PR #164, opened 2021-04-23
add idmapping job detail endpoint

LeonardoGonzales:


idmapping-rest/src/main/java/org/uniprot/api/idmapping/controller/IdMappingJobController.java
```diff
@@ -97,6 +98,42 @@ public IdMappingJobController(
...
+    @Operation(
+            summary = "Get the details of a job.",
+            responses = {
+                    @ApiResponse(
+                            content = {
+                                    @Content(
+                                            mediaType = APPLICATION_JSON_VALUE,
+                                            array =
+                                            @ArraySchema(
+                                                    schema =
```
ahmadshadab, line 114: This should be single entry response for Impl JobDetailResponse.class

idmapping-rest/src/test/java/org/uniprot/api/idmapping/controller/IdMappingJobControllerIT.java
```diff
@@ -379,4 +382,91 @@ void jobSubmittedMoreThanAllowedIdsFailed() throws Exception {
...
+                        .jobStatus(JobStatus.FINISHED)
+                        .jobId(jobId)
+                        .build();
+        when(cacheService.getJobAsResource(jobId)).thenReturn(job);
+
+        // when
+        ResultActions response =
+                mockMvc.perform(
+                        get(JOB_DETAILS_ENDPOINT + "/" + jobId)
+                                .header(ACCEPT, MediaType.APPLICATION_JSON));
```
ahmadshadab, line 444: Optional - If we use method MockMvcRequestBuilders.get(String urlTemplate, Object... uriVars), it will look cleaner.

ahmadshadab (commented):
Just few minor comments. Please merge once you fix at least Swagger issue.

PR #165, opened 2021-04-26
improve annotation tag and fix evidence level tag

LeonardoGonzales:


common-rest/src/test/java/org/uniprot/api/common/repository/search/facet/FacetResponseConverterTest.java
```diff
@@ -79,6 +79,36 @@ void convertFacetWithoutLabel() {
...
+        assertNull(itemValue.getLabel());
+        assertEquals("5", itemValue.getValue());
+        assertEquals(Long.valueOf(51L), itemValue.getCount());
+
+        itemValue = annotation.getValues().get(1);
+        assertNotNull(itemValue);
+        assertNull(itemValue.getLabel());
+        assertEquals("4", itemValue.getValue());
+        assertEquals(Long.valueOf(41L), itemValue.getCount());
+    }
```
eddturner, line 110: is it possible for there to be two values with the same count? Is it easy to add another section like lines 105-109, with itemValue.getValue() == 4 again, just to nail down that edge case?

eddturner (approved):
Good stuff!

common-rest/src/test/java/org/uniprot/api/common/repository/search/facet/FacetResponseConverterTest.java
LeonardoGonzales: It is not possible because we populate it in a fake mocked config.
——
Problem statement
Note each line above that holds "void", then copy all of them.

Written answer
@@ -379,4 +382,91 @@ void jobSubmittedMoreThanAllowedIdsFailed() throws Exception {
@@ -79,6 +79,36 @@ void convertFacetWithoutLabel() {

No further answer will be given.